Furthermore, the recess may have a plurality of grooves, and the grooves may have a plurality of groove directions that intersect.
Furthermore, the vibrator has a protruding claw part, a contact surface is formed on a part of the surface of the protruding claw part, and the lubricant supply means is in contact with at least a part of the protruding claw part, The contact surface may have a plurality of grooves capable of holding the lubricating oil.

The vibration can be controlled so that the vibration antinode position or the vicinity of the vibration antinode is included in the contact surface of the vibrator.

The slider has a slider-side contact surface that can contact the transducer, the transducer has a transducer-side contact surface that can contact the slider-side contact surface, and the hardness of the slider-side contact surface (A ) And the hardness (B) of the contact surface on the vibrator side (A / B) may be greater than 1 and 20 or less.

Further, the vibrator has a mounting portion that contacts the moving element, and the moving member has a cylindrical shape that rotates in contact with the mounting part of the vibrator, and has a facing surface that contacts the mounting part of the vibrator.

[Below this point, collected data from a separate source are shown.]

PR #1877, opened 2024-07-05
Lint for invalid datum[] indexing

### LINKED ISSUE #1876: Lint against `datum["key"]`
516 breaks this apparently. I'd like to know where they are in tg by checking for something that's explicitly typed as not a list.

https://github.com/tgstation/tgstation/pull/84648

ike709:
Closes #1876 

Invalid in BYOND 515.1641+

Don't want to make it fatal since it'd brick OD compilation of codebases targeting older versions.

### DIFF
--- a/DMCompiler/DM/Expressions/Dereference.cs
+++ b/DMCompiler/DM/Expressions/Dereference.cs
@@ -114,8 +114,11 @@ namespace DMCompiler.DM.Expressions {
                     break;
 
                 case IndexOperation indexOperation:
-                    if (NestedPath is not null && NestedPath.Value.IsDescendantOf(DreamPath.Datum)) {
-                        DMCompiler.Emit(WarningCode.InvalidIndexOperation, Location, "Invalid index operation. datum[] index operations are not valid starting in BYOND 515.1641");
+                    if (NestedPath is not null) {
+                        var obj = DMObjectTree.GetDMObject(NestedPath.Value, false);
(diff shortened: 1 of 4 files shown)


ike709:
CI failure is unrelated.

amylizzle:
This is warning on goon's `/datum/db_record` which has `operator[]` defined.

ike709:
Fixed it.

DMCompiler/DM/Expressions/Dereference.cs
```diff
@@ -114,6 +114,13 @@ public Dereference(Location location, DreamPath? path, DMExpression expression,
                     break;
 
                 case IndexOperation indexOperation:
+                    if (NestedPath is not null) {
+                        var obj = DMObjectTree.GetDMObject(NestedPath.Value, false);
+                        if (obj is not null && obj.IsSubtypeOf(DreamPath.Datum) && !obj.HasProc("operator[]")) {
+                            DMCompiler.Emit(WarningCode.InvalidIndexOperation, Location, "Invalid index operation. datum[] index operations are not valid starting in BYOND 515.1641");
+                        }
+                    }
```
wixoaGit, line 122: This should also be done in `EmitReference()` so that we can emit a warning for `datum["foo"] = value`.

wixoaGit (changes requested):

DMCompiler/DM/Expressions/Dereference.cs
amylizzle: don't forget to check for `operator[]=` instead

wixoaGit (approved):

PR #1878, opened 2024-07-05
Fix sandbox errors in .NET 8.0.300

wixoaGit:
string + char now trips the sandbox


OpenDreamClient/Interface/DreamInterfaceManager.cs
```diff
@@ -441,27 +441,31 @@ internal sealed class DreamInterfaceManager : IDreamInterfaceManager {
...
                         }
-                        currentArg += argsRaw[1][i];
+
+                        currentArg.Append(argsRaw[1][i]);
                     }
-                    if(!string.IsNullOrEmpty(currentArg))
-                        args.Add(HandleEmbeddedWinget(null ,currentArg));
+
+                    if(currentArg.ToString() is { } arg && !string.IsNullOrEmpty(arg))
+                        args.Add(HandleEmbeddedWinget(null ,arg));
```
wixoaGit, line 468:
```suggestion
                        args.Add(HandleEmbeddedWinget(null, arg));
```

PR #1884, opened 2024-07-10
Handle appending `null` to `vis_contents`

ike709:
Appears to be a no-op in BYOND:

image


OpenDreamRuntime/Objects/Types/DreamList.cs
```diff
@@ -827,7 +827,9 @@ public sealed class DreamVisContentsList : DreamList {
                 return; // vis_contents cannot contain duplicates
             _visContents.Add(turf);
             entity = EntityUid.Invalid; // TODO: Support turfs in vis_contents
-        } else {
+        } else if (value == DreamValue.Null) {
+            return; // vis_contents cannot contain nulls
+        }else {
```
ike709, line 832:
```suggestion
        } else {
```

wixoaGit (approved):

PR #1891, opened 2024-07-19
Add CI testing for DMDisassembler

### LINKED ISSUE #1879: CI should verify ProcDecoder is keeping up with opcode modifications
ProcDecoder is often forgotten when modifications are made to opcodes. This leads to a broken debugger and DMDisassembler. 

A test to ensure DMDisassembler's `test-all` works on a SS13 codebase would be nice. An alternative would be to rewrite ProcDecoder to use OpcodeMetadataAttribute so it can work with most opcodes without needing explicit work.

ike709:
Resolves #1879 but I think we should open a separate issue for modifying ProcDecoder to use OpcodeMetadataAttribute.

Changes:
- DMDisassembler's commands can now be passed as CLI arguments
- Added `crash-on-error` which is a `test-all` wrapper that kills DMDisasembler if it finds errors (to keep the GitHub Action simple)
- CI now builds `DMDisassembler` and runs `crash-on-error` on TG

### DIFF
--- a/DMDisassembler/DMDisassembler.csproj
+++ b/DMDisassembler/DMDisassembler.csproj
@@ -4,6 +4,7 @@
     <TargetFramework>net8.0</TargetFramework>
     <Configurations>Debug;Release;Tools</Configurations>
     <Platforms>AnyCPU</Platforms>
+    <OutputPath>..\bin\DMDisassembler\</OutputPath>
   </PropertyGroup>
 
   <ItemGroup>
--- a/DMDisassembler/DMDisassembler.csproj
+++ b/DMDisassembler/DMDisassembler.csproj
@@ -4,6 +4,7 @@
     <TargetFramework>net8.0</TargetFramework>
     <Configurations>Debug;Release;Tools</Configurations>
     <Platforms>AnyCPU</Platforms>
+    <AppendTargetFrameworkToOutputPath>false</AppendTargetFrameworkToOutputPath>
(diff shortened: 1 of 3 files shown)


DMDisassembler/DMDisassembler.csproj
```diff
@@ -4,6 +4,7 @@
     <TargetFramework>net8.0</TargetFramework>
     <Configurations>Debug;Release;Tools</Configurations>
     <Platforms>AnyCPU</Platforms>
+    <OutputPath>..\bin\DMDisassembler\</OutputPath>
```
ike709, line 7:
```suggestion
    <AppendTargetFrameworkToOutputPath>false</AppendTargetFrameworkToOutputPath>
    <OutputPath>..\bin\DMDisassembler\</OutputPath>
```

DMDisassembler/Program.cs
```diff
@@ -31,31 +31,50 @@ internal class Program {
         LoadAllTypes();
 
         bool acceptingCommands = true;
+
+        // Commands passed as CLI arguments
+        if (args.Length > 1) {
+            ParseCommand(args[1..], out acceptingCommands);
```
wixoaGit, line 37: Allowing a single command to be executed from the command line doesn't make much sense for most of these. I'd rather this just check for a `crash-on-error` argument instead of making it a command.

wixoaGit (changes requested):

wixoaGit (approved):

PR #1903, opened 2024-07-29
HtmlParser: Support named entities in body text

20kdc:
This gives HtmlParser the ability to support HTML character entities in body text. This is primarily useful to clean up text such as "`&quot;`", "`&apos;`" ,and "`&#33;`".

This was tested with [Tomeno's OpenDream branch of Console](https://github.com/Tomeno/console/tree/opendream_cope) but with changes to interface/default.dmf reverted and then the computer_docked window deleted (it attempts to share ownership of controls). When operating a computer and "> "-commands are typed, the window no longer shows HTML entities with this patch.

...I'm sure there are simpler ways to test this, but that's where I found the issue.

### DIFF
--- a/OpenDreamClient/Interface/Html/HtmlParser.cs
+++ b/OpenDreamClient/Interface/Html/HtmlParser.cs
@@ -88,6 +88,7 @@ public static class HtmlParser {
                         // browsers usually allow for some fallibility here
                         break;
                     }
+                    
                     string insideEntity = text.Substring(i + 1, end - (i + 1));
                     i = end;
 
@@ -114,6 +115,7 @@ public static class HtmlParser {
                                 break;
                         }
                     }
+                    
                     break;
                 default:
                     currentText.Append(c);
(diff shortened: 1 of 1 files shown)


OpenDreamClient/Interface/Html/HtmlParser.cs
```diff
@@ -81,6 +81,40 @@ public static class HtmlParser {
...
+                            case "yen": currentText.Append("¥"); break;
+                            case "euro": currentText.Append("€"); break;
+                            case "copyright": currentText.Append("©"); break;
+                            case "trademark": currentText.Append("®"); break;
+                            default:
+                                currentText.Append("&" + insideEntity + ";");
+                                break;
+                        }
+                    }
+                    break;
```
wixoaGit, line 117:
```suggestion
                    }
                    
                    break;
```

wixoaGit (changes requested):

wixoaGit (approved):

wixoaGit:
> ...I'm sure there are simpler ways to test this, but that's where I found the issue.

TestGame's say verb isn't escaped so that works fine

And a point contact part where the vibrator and the moving element are in point contact with each other in the thickness direction of the moving element may be provided in a facing part between the placing part of the vibrator and the facing surface of the moving element. .
Further, by forming a curved surface that is curved with respect to the thickness direction of the rotor or a tapered surface that is inclined with respect to the thickness direction of the rotor, a point contact portion can be provided.

According to the present invention, it is possible to improve both the durability of the vibration actuator and increase the torque.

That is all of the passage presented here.